Another is fraud. This is one of the few areas where the official data are not so rosy. In the past two decades the number of fraud cases has spiked, such that over a third of the crimes committed in China now fall into that category. Online and telephone fraud are the most common. This type of activity can’t be detected by CCTV cameras. Some of it is carried out by Chinese nationals abroad, often in South-East Asia. In recent years the authorities have persuaded hundreds of thousands of suspects to return to China, according to state media. Police have threatened suspects’ families in order to convince them to co-operate with investigations.

Knowing what crimes are rising and falling would enable police to better combat them. But even the government seems to have only a fuzzy sense of what is happening. “I had thought that the police stations actually had accurate data that was different from the reported data,” says Suzanne Scoggins, a criminologist at Clark University in Massachusetts.

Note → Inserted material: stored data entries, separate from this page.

PR #350, opened 2023-10-01
v3: Patch history once

### LINKED ISSUE #167: Discussion: leaky implementation for pushState/replaceState events
Hi!

Looking at the code for `useLocation`, I wonder if we can do something about the way `pushState` and `replaceState` events are currently handled. 

## Basic issue

Basically what I find problematic, is the fact that the monkey-patching is done eagerly. While I understand that this is needed for Wouter to correctly react to history changes triggered from outside Wouter, I wonder if we could somehow make this behavior opt-in (without having to rely on a custom `useLocation` hook)

## Real-world problematic use-case

The main use-case that bothers me is when using Wouter inside a Micro-frontend architecture such as a Unified Single Page Application.

If multiple microfrontends all bundle their own version of Wouter, the `replaceState` and `pushState` event will get monkey-patched several times, resulting in multiple events being fired at each call.

### Flagging 

We could maybe simply add a flag to `replaceState`/`pushState` (or even directly on `window`) to mark that they have been patched by Wouter. This way, subsequent Wouters won't patch them again.

The downside is that does not allow users to opt-out of the patching altogether, it really only focuses on the microfrontends use-case.

### Exposing a `pure` endpoint

This bit of code in `useLocation` is actually the only part of Wouter that makes it un-pure. Extracting it out of `useLocation`'s base code would allow us to provide two entry points. Either users import `"wouter"` or `"wouter/useLocation"` to get the default behavior, or they import `"wouter/pure"` or `"wouter/pure/useLocation"` to get the side-effect-free implementation.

She interviewed officers in cities across China. “Several of my best sources told me that simply wasn’t the case,” she says.

That fits with an unusually critical article published in 2019 by the Shandong Police College in eastern China. The author of the piece complained that the country’s crime statistics were “not detailed enough to reflect the true picture”. This made it difficult to run big data analyses that might help the police deploy resources better or come up with tactics and strategies.

For the party, it may be enough that the public feels safe. The crimes it cares most about are those of a political nature. People who criticise the government or accuse officials of malfeasance can be locked up for “picking quarrels and causing trouble”. That vague offence is also used to criminalise peaceful demonstrations.

Such activity is never ignored. A year ago, when a group of young people gathered by a river in Beijing to protest against the government’s harsh “zero-covid” controls, hundreds of officers, including the chief of police, came out to shoo them away. The authorities then used surveillance tools to track down and punish some of those involved. It is a shame such effort and resources are not devoted to non-political crimes.